|
I was wondering if anyone knew of any research working on "fitting q to p" when p is known up to a constant. More concretely, I would like to find min_{theta} KL(p(x)||q(x|theta)) with the ultimate goal of generating samples from q(x|theta) for importance sampling against p(x). Ideally, the method would be online instead of batch. After a little Googling, I've found that this is the problem of Density Estimation, though most related literature I've found speaks about histograms and Kernel Densities, but my goal is to be doing this many times instead of optimizing once and for all. Does anyone know of something that sounds like this? |
Are you talking about KL(q||p) or KL(p||q)? The title says KL(p||q), but the body says KL(q||p) but suggests that you really want KL(p||q) (to importance-sample and not have a very high rejection rate you want all the mass of p to be reasonably covered by q, which implies low KL(p||q) but not necessarily low KL(q||p), which would ensure samples from q have reasonably high probability according to p, which would lead to most of the mass of the importance samples to be placed on the outliers, having a very high variance).
Also, what do you mean by online in this setting? You mention having p up to a constant, so there's no need to look at data points and whatnot. Do you mean optimizing q with only one pass over theta?

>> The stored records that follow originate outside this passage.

PR #363, opened 2022-07-21
use async task to avoid calculating dowstream result in same thread

pjfanning:
Relates to https://bz.apache.org/bugzilla/show_bug.cgi?id=66152

This is work in progress.

* See the uncommented test in this PR to see how to reproduce the issue.
* By calculating the value of the cell that we rely on using an async task, we avoid creating a Java call stack that can get too big if cells depend on cells that depend on other cells, etc. - too many layers of nesting and we will stack overflow
* The main downside is that we have more threads - in this case, a ForkJoinPool
* We could make this configurable, maybe a static method on WorkbookEvaluator that allows you to enable/disable the use of the ForkJoinPool
  * configuring POI is a bit of a mess - many different classes with their own static methods
  * probably too late to try to centralise the config

### DIFF
--- a/poi/src/main/java/org/apache/poi/ss/formula/WorkbookEvaluator.java
+++ b/poi/src/main/java/org/apache/poi/ss/formula/WorkbookEvaluator.java
@@ -24,6 +24,7 @@ import java.util.IdentityHashMap;
 import java.util.Map;
 import java.util.Stack;
 import java.util.TreeSet;
+import java.util.concurrent.ExecutorService;
 import java.util.concurrent.ForkJoinPool;
 import java.util.concurrent.Future;
 
@@ -58,7 +59,9 @@ public final class WorkbookEvaluator {
 
     private static final Logger LOG = LogManager.getLogger(WorkbookEvaluator.class);
 
-    private static ForkJoinPool forkJoinPool = new ForkJoinPool();
+    private static ExecutorService executorService;
+    private static boolean useExecutorService = false;
+    private static final Object executorServiceLock = new Object();
 
     private final EvaluationWorkbook _workbook;
     private EvaluationCache _cache;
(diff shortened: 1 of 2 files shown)


rlwhitcomb:
Could this potentially just run out of threads and deadlock instead of stack overflow?

centic9:
I would opt for configuration, potentially even default off for backwards compatibility. 
Many users (including some of my own use-cases) may not want to have uncontrolled threads being spun off, e.g. in large WebServers or large and complex business applications where resource usage is guarded and regulated.

pjfanning:
> Could this potentially just run out of threads and deadlock instead of stack overflow?

Fork Join Pools use a very limited number of threads. It uses a work stealing concept - they don't work like Thread Pools.

Still, the plan is to make this non-default behaviour.

pjfanning:
The use of the fork join pool (when enabled) is not to parallelise the job. The task is run on the executor and we then block waiting for the task. For a FormulaEvaluator, you will only ever have 1 async task running at a time. The aim is to stop the Java call stack getting too big by avoiding recursion.

pjfanning:
I've done some more testing and this change does not work reliably. The EvaluationTracker class has a _evaluationFrames list and this assumes all cells are evaluated in order - which cannot be guaranteed when async logic is brought in. Reworking EvaluationTracker to account for async logic looks non-trivial.

centic9:
So this is mostly a workaround to avoid Stackoverflow due to recursion? 
The usual solution for this is to replace recursion with a stack+loop, is this possible here?

pjfanning:
Yes, it would be possible to rewrite the code to do a solution that doesn't need async tasks. It would probably be a much bigger change though.

The new algorithm would probably involve doing an initial pass to work out which cells the target cell relies on and then work out which cells those rely on until you end up with no new cells to check. You would need to maintain a Set of cells that you are yet to check and produce a List of cells in the order that they need to be calculated. On the 2nd pass, you would process the List of cells output from the 1st pass and calculate the results for each.

pjfanning:
I'm closing this. The issue generally is not a high priority. I may try another approach later on.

Thanks for noticing my mistake; KL(p||q) is the goal.
I mention "online" only because the actual goal is to run a particle filter, and I would like to "improve" q(x|theta) as time goes on. Take for example a child learning to play a video game. At first he may be unable to predict how the game AI may react, but over time he will improve his ability to guess. In the meantime, he must still play the game (and thus incur a penalty for bad choices). Being able to "learn" a distribution like this would be ideal.